There were some 260 exhibitors at KBIS 2014 which was held in Las Vegas during the first week of February this year. I tried valiantly to see them all, but these old legs wouldn’t carry me as far as I would have liked. One exhibitor that I missed was in one of the smallest booths, but made, just the same one of the biggest splashes at KBIS. Along with showing their wares to sundry and all, exhibitors at affairs like these are also entered into an annual competition that showcases the best of the kitchen and bath industry. Glideware won the “Best of KBIS” – Kitchen: Silver Award, which puts them in some very heady company. These Awards are typically won by household names like Delta, Kohler, Dacor, and Electrolux. Glideware is a company that didn’t exist this time last year.
A young couple from Grand Junction, Colorado, Dave and Jenny Hall, came up with one of those new product concepts that tends to blow one’s mind with both its workability and its sense of why-in-the-world-has-no-one-ever-thought-of-that-before? Here’s the thing. We’ve all been there, right? We’ve all stooped over to get a pot or pan from a kitchen base cabinet, and had to grunt and strain to get the one we want. If it’s the one on top, no problem. If it’s down a bit in the stack—and we all have those stacks of pots and skillets—then you have to pull out the whole thing to get the one you want.
Face it. Most of us live in tract homes with kitchens still sporting the kitchen cabinetry that came with the house, AKA, cheap. Typically, those kitchen base cabinets have one drawer at the top, then a door that opens to the main storage unit. Nowadays, they no longer build cabinets with fixed shelves, so you have one adjustable shelf in the cabinet. Both shelves have a jumble of pots and pans because, try as we might to finally organize that mess, we never do. That’s not so much from laziness or procrastination as it is from the simple logistics of that particular arrangement. All you can really do is make piles of your kitchen utensils cooking equipment. And no matter how hard you try to keep it arranged in some semblance of order, it rarely works, either from inertia or from kids doing the dishes (do they still do that?).
Well, sir. Along come Dave and Jenny, and suddenly it’s a whole ‘nother ball game. They have created a product that not only works like a champ, but one that is ideally suited for either new or old construction.
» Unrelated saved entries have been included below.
PR #4742, opened 2021-02-26
Extract Gen implement

jxnu-liguobin:


jdegoes (commented):
Looks good to me, @adamgfraser may want to take a look!

test-refined/shared/src/main/scala/zio/test/refined/BooleanInstances.scala
```diff
@@ -16,8 +16,11 @@ trait BooleanInstances {
   ): DeriveGen[Refined[T, A Or B]] = {
     val genA: Gen[random.Random with Sized, T] = raGen.derive.map(_.value)
     val genB: Gen[random.Random with Sized, T] = rbGen.derive.map(_.value)
-    DeriveGen.instance(
-      Gen.oneOf[Random with Sized, T](genA, genB).map(Refined.unsafeApply)
-    )
+    DeriveGen.instance(orGen(genA, genB))
   }
+
+  def orGen[T, A, B](implicit
```
adamgfraser, line 22: When we compose generators like here we want to be polymorphic in the environment type. We can combine any two generators this way and the new generator will require all the services required by both generators, plus the `Random` service since we need to use random number generation to choose which generator to pull from each time. So I would rewrite this as:

```scala
  def orGen[R <: Random, T, A, B](implicit
    genA: Gen[R, T],
     genB: Gen[R, T]
   ): Gen[R, Refined[T, A Or B]] = Gen.oneOf[R, T](genA, genB).map(Refined.unsafeApply)
```

test-refined/shared/src/main/scala/zio/test/refined/BooleanInstances.scala
```diff
@@ -16,8 +16,11 @@ trait BooleanInstances {
...
+    genA: Gen[random.Random with Sized, T],
+    genB: Gen[random.Random with Sized, T]
+  ): Gen[Random with Sized, Refined[T, A Or B]] = Gen.oneOf[Random with Sized, T](genA, genB).map(Refined.unsafeApply)
```
adamgfraser, line 25: Do we need to specify the type parameters to `oneOf` here?

test-refined/shared/src/main/scala/zio/test/refined/CollectionInstances.scala
```diff
@@ -2,73 +2,108 @@ package zio.test.refined
...
 import zio.{Chunk, NonEmptyChunk}
+import zio.random.Random
+import zio.test.{Gen, Sized}
+import zio.test.magnolia.DeriveGen
 
 object collection extends CollectionInstances
 
 trait CollectionInstances {
+
+  def nonEmptyChunkRefinedGen[C, T](implicit
```
adamgfraser, line 14: Similarly I think you can do `R <: Random with Sized` here.

test-refined/shared/src/main/scala/zio/test/refined/CharInstances.scala
```diff
@@ -18,30 +18,28 @@ trait CharInstances {
   private val whitespaceChars: Seq[Char] =
     (Char.MinValue to Char.MaxValue).filter(_.isWhitespace)
 
+  val digitGen: Gen[Random, Refined[Char, Digit]]   = numericCharGen.map(value => Refined.unsafeApply(value))
```
adamgfraser, line 21: Some Scaladoc would be great here as well!

test-refined/shared/src/main/scala/zio/test/refined/CollectionInstances.scala
```diff
@@ -2,73 +2,108 @@ package zio.test.refined
...
+    genT: Gen[Random with Sized, T]
+  ): Gen[Random with Sized, Refined[NonEmptyChunk[T], NonEmpty]] =
+    nonEmptyChunkGen(genT).map(Refined.unsafeApply)
+
+  def nonEmptyListRefinedGen[T](implicit
+    genT: Gen[Random with Sized, T]
+  ): Gen[Random with Sized, Refined[List[T], NonEmpty]] =
+    nonEmptyChunkGen(genT)
```
adamgfraser, line 22: Maybe construct these directly instead of going through `Chunk`. `Gen.listOf1(genT).map(Refined.unsafeApply)`,

test-refined/shared/src/main/scala/zio/test/refined/CollectionInstances.scala
```diff
@@ -2,73 +2,108 @@ package zio.test.refined
...
     )
 
-  private def nonEmptyChunkDeriveGen[T](implicit
-    arbT: DeriveGen[T]
-  ): DeriveGen[NonEmptyChunk[T]] =
-    DeriveGen.instance(Gen.chunkOf1(arbT.derive))
+  private[refined] def nonEmptyChunkGen[T](
+    arbT: Gen[Random with Sized, T]
+  ): Gen[Random with Sized, NonEmptyChunk[T]] =
+    Gen.chunkOf1(arbT)
```
adamgfraser, line 99: Not sure it Is worth implementing separate helper methods here since you are just called a single method or at most two in the sized variant below.

adamgfraser (changes requested):
Looks good. A couple of comments on the implementation but definitely going in the right direction!

test-refined/shared/src/main/scala/zio/test/refined/CharInstances.scala
jxnu-liguobin: This place has been moved to another place.

jxnu-liguobin: This has been moved to `object Gen`

test-refined/shared/src/main/scala/zio/test/refined/CollectionInstances.scala
```diff
@@ -2,73 +2,99 @@ package zio.test.refined
...
+    sizeGen: Gen[Random, Int Refined P]
+  ): Gen[R, Refined[Chunk[T], Size[P]]] =
+    sizedChunkGen(genT, sizeGen)
+      .map(r => Refined.unsafeApply(r))
+
+  def listSizeRefinedGen[R <: Random with Sized, T, P](implicit
+    genT: Gen[R, T],
+    sizeGen: Gen[Random, Int Refined P]
+  ): Gen[R, Refined[List[T], Size[P]]] =
+    sizedChunkGen(genT, sizeGen)
```
adamgfraser, line 38: I would do `sizeGen.flatMap(n => listOfN(n.value)(genT))` and similarly below to avoid the unnecessary conversion between collection types.

test-refined/shared/src/main/scala/zio/test/refined/StringInstances.scala
```diff
@@ -3,28 +3,37 @@ package zio.test.refined
...
-import zio.test.Gen
+import zio.random.Random
 import zio.test.magnolia.DeriveGen
+import zio.test.{Gen, Sized}
 
 object string extends StringInstances
 
 trait StringInstances {
+
+  def endsWithStringGen[S <: String](implicit
```
adamgfraser, line 14: I think we probably want to parameterize these generators on a `Char` generator and a size similar to the existing `string` and `stringN` generators and the collection variants we implemented above so the user can potentially generate different types of strings.

adamgfraser (approved):
Looking really good! A few more changes and this will be ready to go.

test-refined/shared/src/main/scala/zio/test/refined/CollectionInstances.scala
jxnu-liguobin: But this does not extract their logic into the new method.

adamgfraser: Maybe I'm not understanding. It seems like you want to construct three things in this and the methods below:
1. Chunks with size that confirms to a refinement type
2. Lists with size that conforms to a refinement type
3. Vectors with size that confirms to a refinement type

Right now you're implementing `sizedChunkGen` which generates (1) and then you are using the `toList` and `toVector` operators to generate (2) and (3). From a code re-use perspective that uses slightly less code since you are using `sizedChunkGen` everywhere.

However, it means that the generators (2) and (3) above are unnecessarily inefficient because they first build a `Chunk` and then tear it down and rebuild it into a `List` or `Vector`. Furthermore, the logic in `sizedChunkGen` is fairly trivial, since it basically just combines two existing operators in the most straightforward way possible. So the gains to this versus just implementing (2) and (3) directly in terms of `listOfN` and `vectorOfN` is minimal.

Does that make sense?

jxnu-liguobin: Oh, I know how to do it.

test-refined/shared/src/main/scala/zio/test/refined/StringInstances.scala
jxnu-liguobin: Please see if this is reasonable.Thanks
```scala
package zio.test.refined

import eu.timepit.refined.api.Refined
import eu.timepit.refined.string.{EndsWith, StartsWith, Uuid}
import shapeless.Witness
import zio.random.Random
import zio.test.magnolia.DeriveGen
import zio.test.{Gen, Sized}

object string extends StringInstances

trait StringInstances {

  def endsWithStringGen[R <: Random with Sized, S<:String](implicit
    ws: Witness.Aux[S],
    charGen: Gen[R, Char]
  ): Gen[R, Refined[S, EndsWith[S]]] = Gen.string(charGen).map(v => Refined.unsafeApply(v + ws.value))

  def endsWithString1Gen[R <: Random with Sized, S<:String](implicit
    ws: Witness.Aux[S],
    charGen: Gen[R, Char]
  ): Gen[R, Refined[S, EndsWith[S]]] = Gen.string1(charGen).map(v => Refined.unsafeApply(v + ws.value)) //Only String can call `+` since 2.13.0.

  def endsWithStringNGen[R <: Random with Sized, S<:String, P](implicit
    ws: Witness.Aux[S],
    charGen: Gen[R, Char],
    sizeGen: Gen[R, Int Refined P]
  ): Gen[R, Refined[S, EndsWith[S]]] =
    sizeGen.flatMap(s => Gen.stringN(s.value)(charGen).map(v => Refined.unsafeApply(v + ws.value)))

  def startsWithStringGen[R <: Random with Sized, S<:String](implicit
    ws: Witness.Aux[S],
    charGen: Gen[R, Char]
  ): Gen[R, Refined[S, StartsWith[S]]] = Gen.string(charGen).map(v => Refined.unsafeApply(ws.value + v))

  def startsWithString1Gen[R <: Random with Sized, S<:String](implicit
    ws: Witness.Aux[S],
    charGen: Gen[R, Char]
  ): Gen[R, Refined[S, StartsWith[S]]] = Gen.string1(charGen).map(v => Refined.unsafeApply(ws.value + v))

  def startsWithStringNGen[R <: Random with Sized, S<:String, P](implicit
    ws: Witness.Aux[S],
    charGen: Gen[R, Char],
    sizeGen: Gen[R, Int Refined P]
  ): Gen[R, Refined[S, StartsWith[S]]] =
    sizeGen.flatMap(s => Gen.stringN(s.value)(charGen).map(v => Refined.unsafeApply(ws.value + v)))

  val uuidStringGen: Gen[Random, Refined[String, Uuid]] = Gen.anyUUID.map(value => Refined.unsafeApply(value.toString))

  implicit val uuidStringDeriveGen: DeriveGen[Refined[String, Uuid]] =
    DeriveGen.instance(uuidStringGen)

  implicit def endsWithStringDeriveGen[S<:String](implicit
    ws: Witness.Aux[S],
    deriveGenT: DeriveGen[Char]
  ): DeriveGen[Refined[S, EndsWith[S]]] =
    DeriveGen.instance(endsWithStringGen(ws, deriveGenT.derive))

  implicit def startsWithStringDeriveGen[S<:String](implicit
    ws: Witness.Aux[S],
    deriveGenT: DeriveGen[Char]
  ): DeriveGen[Refined[S, StartsWith[S]]] =
    DeriveGen.instance(startsWithStringGen(ws, deriveGenT.derive))

  implicit def endsWithString1DeriveGen[S<:String](implicit
    ws: Witness.Aux[S],
    deriveGenT: DeriveGen[Char]
  ): DeriveGen[Refined[S, EndsWith[S]]] =
    DeriveGen.instance(endsWithString1Gen(ws, deriveGenT.derive))

  implicit def startsWithString1DeriveGen[S<:String](implicit
    ws: Witness.Aux[S],
    deriveGenT: DeriveGen[Char]
  ): DeriveGen[Refined[S, StartsWith[S]]] =
    DeriveGen.instance(startsWithString1Gen(ws, deriveGenT.derive))

  implicit def endsWithStringNDeriveGen[S<:String, P](implicit
    ws: Witness.Aux[S],
    deriveGenT: DeriveGen[Char],
    deriveGenSize: DeriveGen[Int Refined P]
  ): DeriveGen[Refined[S, EndsWith[S]]] =
    DeriveGen.instance(endsWithStringNGen(ws, deriveGenT.derive, deriveGenSize.derive))

  implicit def startsWithStringNDeriveGen[S<:String, P](implicit
    ws: Witness.Aux[S],
    deriveGenT: DeriveGen[Char],
    deriveGenSize: DeriveGen[Int Refined P]
  ): DeriveGen[Refined[S, StartsWith[S]]] =
    DeriveGen.instance(startsWithStringNGen(ws, deriveGenT.derive, deriveGenSize.derive))

}

```

adamgfraser: Yes exactly!

adamgfraser (approved):
Looks fantastic! Thanks again for working on this!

At the moment they are marketing their efforts to do-it-yourselfers who have found the installation of this product to be every bit as well thought out as the product itself. It comes fully assembled and only needs four screws to install it, which makes aftermarket installation simplicity itself. However, with all the attention they got at KBIS from people in the trade, they’re now working with some of the biggest cabinet companies to have Glideware offered in their cabinetry.
As its name suggests, it’s a device that enables the user to glide one’s cookware out of the cabinet, as opposed to rooting through the inevitable pile for what one wants. When I showed these pictures to my wife, her first question was whether the items clanged together when they came out of the cabinet. The answer is not just no, but emphatically no. Truth to tell, they worked so hard on that aspect of things that they ended up inventing what they call Glideware Synchronized Motion™, a process so unique they now have a patent pending for it.
I have to admit that when I first saw this product, I thought there was a fair amount of dead space at the bottom of these cabinets equipped with Glideware. Actually, that’s very misleading. What you’re seeing is a cabinet so neatly organized that it holds some twenty-one pieces of cookware and still has space left over. Also, if you think about it for a moment, there’s quite a bit of dead space in your own cabinet. You have two shelves, a bunch of pots and pans jumbled together on each shelf, and above those jumbled piles of paraphernalia… a lot of dead space. You just didn’t notice it. But now Glideware has brought harmony to this cacophony. More than that, the dead space in your cabinets (now that you’re cognizant of its existence) is forever dead. Dave and Jenny are already thinking about their next steps with this product, one of which might well be a roll-out shelf at the bottom of the cabinet. The only roll-out you and I are getting is when lids hit the floor when we’re trying to get the pan we want!
Speaking of lids, I especially liked the way the lids were all with their pans in these pictures, but at the moment this only works with lids with handles. To achieve this, they simply turned the lids around and slid them over the pan handles, which lets out the pots and pans in our cabinets. However, they are also working on a method whereby one can achieve a similar effect with a knobbed lid. No doubt, there are some people who don’t see how they’re going to get this to work for a knobbed lid. Quite frankly, given their present success, I don’t see how they can fail!